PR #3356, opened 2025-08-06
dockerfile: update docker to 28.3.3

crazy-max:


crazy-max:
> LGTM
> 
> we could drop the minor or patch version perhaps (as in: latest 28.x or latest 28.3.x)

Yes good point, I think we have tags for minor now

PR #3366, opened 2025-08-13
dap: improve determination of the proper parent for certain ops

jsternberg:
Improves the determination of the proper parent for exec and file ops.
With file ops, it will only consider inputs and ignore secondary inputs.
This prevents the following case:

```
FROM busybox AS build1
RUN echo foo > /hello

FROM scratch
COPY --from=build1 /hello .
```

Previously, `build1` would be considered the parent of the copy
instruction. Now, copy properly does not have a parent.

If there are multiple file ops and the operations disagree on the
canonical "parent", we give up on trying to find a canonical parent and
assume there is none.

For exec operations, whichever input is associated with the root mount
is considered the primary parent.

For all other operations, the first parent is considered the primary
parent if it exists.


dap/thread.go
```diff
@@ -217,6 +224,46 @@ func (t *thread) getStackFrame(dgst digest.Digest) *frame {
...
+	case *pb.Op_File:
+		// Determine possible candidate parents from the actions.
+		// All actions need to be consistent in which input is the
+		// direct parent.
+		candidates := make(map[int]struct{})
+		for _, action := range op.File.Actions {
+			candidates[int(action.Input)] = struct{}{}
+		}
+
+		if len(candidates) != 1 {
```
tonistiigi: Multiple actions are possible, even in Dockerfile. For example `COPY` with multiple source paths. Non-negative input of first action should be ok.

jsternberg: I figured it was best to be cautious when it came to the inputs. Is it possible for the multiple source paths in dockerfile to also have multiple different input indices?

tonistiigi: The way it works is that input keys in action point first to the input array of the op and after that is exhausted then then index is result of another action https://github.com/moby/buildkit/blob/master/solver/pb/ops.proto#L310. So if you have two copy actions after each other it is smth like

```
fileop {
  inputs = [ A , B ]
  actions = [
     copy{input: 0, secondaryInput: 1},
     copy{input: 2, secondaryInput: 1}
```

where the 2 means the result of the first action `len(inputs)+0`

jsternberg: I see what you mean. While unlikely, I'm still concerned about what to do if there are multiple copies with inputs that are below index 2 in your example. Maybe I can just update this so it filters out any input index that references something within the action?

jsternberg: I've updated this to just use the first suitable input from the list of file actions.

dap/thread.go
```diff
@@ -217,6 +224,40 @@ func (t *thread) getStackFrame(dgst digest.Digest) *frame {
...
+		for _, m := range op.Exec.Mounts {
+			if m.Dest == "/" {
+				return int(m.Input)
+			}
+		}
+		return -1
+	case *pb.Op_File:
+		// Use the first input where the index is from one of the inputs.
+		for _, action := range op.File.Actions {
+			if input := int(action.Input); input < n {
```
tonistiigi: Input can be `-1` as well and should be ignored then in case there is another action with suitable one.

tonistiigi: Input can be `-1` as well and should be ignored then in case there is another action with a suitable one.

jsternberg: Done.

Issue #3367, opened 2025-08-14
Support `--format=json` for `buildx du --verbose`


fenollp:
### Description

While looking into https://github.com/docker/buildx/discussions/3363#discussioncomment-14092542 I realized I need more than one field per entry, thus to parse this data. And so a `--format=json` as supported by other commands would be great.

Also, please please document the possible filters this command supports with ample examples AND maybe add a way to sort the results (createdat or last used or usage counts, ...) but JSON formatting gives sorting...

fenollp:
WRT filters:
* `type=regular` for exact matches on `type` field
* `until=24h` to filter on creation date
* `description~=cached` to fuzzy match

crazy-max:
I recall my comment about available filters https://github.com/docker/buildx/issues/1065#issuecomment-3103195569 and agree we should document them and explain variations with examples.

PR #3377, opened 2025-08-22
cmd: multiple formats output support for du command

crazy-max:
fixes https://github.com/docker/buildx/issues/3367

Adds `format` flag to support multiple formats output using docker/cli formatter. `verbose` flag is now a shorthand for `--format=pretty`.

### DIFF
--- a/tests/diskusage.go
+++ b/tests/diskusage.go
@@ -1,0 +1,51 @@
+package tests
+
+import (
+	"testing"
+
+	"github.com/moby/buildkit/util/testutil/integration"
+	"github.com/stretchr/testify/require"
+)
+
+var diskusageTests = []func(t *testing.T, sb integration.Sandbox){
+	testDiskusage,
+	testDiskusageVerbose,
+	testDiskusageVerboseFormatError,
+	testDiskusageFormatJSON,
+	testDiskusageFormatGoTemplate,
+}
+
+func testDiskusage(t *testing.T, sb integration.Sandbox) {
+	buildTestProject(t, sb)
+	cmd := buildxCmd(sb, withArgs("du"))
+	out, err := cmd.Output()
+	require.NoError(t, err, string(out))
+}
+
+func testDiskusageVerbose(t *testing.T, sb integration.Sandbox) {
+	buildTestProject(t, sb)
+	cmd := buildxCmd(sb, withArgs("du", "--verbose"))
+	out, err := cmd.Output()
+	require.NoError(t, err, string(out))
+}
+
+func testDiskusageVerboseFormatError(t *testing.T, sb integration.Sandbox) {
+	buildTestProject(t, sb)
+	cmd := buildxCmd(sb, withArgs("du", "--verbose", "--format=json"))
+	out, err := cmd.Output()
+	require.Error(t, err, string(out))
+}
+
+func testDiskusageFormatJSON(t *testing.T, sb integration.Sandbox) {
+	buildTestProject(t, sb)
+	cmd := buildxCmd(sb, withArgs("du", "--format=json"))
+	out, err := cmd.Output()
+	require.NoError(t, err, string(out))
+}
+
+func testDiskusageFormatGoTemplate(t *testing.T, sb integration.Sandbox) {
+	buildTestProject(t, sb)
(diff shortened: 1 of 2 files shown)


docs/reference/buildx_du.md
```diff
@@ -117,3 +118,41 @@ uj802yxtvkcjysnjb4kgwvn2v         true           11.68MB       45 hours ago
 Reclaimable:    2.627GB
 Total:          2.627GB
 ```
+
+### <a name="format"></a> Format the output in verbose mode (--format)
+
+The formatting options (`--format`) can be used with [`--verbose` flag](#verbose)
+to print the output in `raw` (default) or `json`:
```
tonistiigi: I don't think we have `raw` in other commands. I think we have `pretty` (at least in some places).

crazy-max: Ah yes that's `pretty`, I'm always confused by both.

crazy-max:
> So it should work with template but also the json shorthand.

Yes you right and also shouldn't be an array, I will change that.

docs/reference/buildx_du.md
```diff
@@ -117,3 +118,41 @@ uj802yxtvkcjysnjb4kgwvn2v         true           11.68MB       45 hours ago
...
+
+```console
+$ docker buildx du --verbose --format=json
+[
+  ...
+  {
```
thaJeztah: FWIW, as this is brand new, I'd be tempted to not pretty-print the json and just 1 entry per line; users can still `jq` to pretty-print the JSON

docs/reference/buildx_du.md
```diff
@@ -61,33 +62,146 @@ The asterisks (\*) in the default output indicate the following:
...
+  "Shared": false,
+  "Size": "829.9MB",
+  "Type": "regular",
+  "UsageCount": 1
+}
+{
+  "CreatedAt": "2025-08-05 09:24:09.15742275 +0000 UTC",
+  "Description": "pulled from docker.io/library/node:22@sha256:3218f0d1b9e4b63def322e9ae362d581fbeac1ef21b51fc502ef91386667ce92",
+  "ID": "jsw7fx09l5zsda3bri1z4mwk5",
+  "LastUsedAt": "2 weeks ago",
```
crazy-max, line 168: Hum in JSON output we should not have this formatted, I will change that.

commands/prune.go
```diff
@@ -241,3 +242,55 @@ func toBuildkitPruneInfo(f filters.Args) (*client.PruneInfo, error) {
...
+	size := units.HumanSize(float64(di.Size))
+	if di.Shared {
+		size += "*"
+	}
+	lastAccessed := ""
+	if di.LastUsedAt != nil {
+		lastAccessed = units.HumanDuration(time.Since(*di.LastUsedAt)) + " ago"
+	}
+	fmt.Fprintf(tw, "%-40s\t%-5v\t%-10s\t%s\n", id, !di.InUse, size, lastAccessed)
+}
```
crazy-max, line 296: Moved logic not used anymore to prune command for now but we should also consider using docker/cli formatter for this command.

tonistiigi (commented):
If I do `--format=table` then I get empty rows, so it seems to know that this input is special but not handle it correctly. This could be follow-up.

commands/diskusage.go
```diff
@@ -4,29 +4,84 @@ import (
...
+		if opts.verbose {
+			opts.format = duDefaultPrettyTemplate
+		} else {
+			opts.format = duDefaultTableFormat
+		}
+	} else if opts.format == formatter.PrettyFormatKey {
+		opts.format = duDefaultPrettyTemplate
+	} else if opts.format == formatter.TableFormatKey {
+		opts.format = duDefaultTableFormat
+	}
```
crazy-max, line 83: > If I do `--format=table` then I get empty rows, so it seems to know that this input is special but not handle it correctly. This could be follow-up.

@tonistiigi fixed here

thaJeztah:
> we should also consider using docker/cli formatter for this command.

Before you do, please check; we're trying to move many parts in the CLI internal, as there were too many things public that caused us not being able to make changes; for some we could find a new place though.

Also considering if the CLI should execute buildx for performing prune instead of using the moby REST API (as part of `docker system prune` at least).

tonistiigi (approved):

====================

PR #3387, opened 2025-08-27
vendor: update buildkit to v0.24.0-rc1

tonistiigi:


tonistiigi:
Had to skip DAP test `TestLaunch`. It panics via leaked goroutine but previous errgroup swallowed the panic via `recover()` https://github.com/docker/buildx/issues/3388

====================

For this exercise, gather every line of the data that contains the word "seems".

If I do `--format=table` then I get empty rows, so it seems to know that this input is special but not handle it correctly. This could be follow-up.
crazy-max, line 83: > If I do `--format=table` then I get empty rows, so it seems to know that this input is special but not handle it correctly. This could be follow-up.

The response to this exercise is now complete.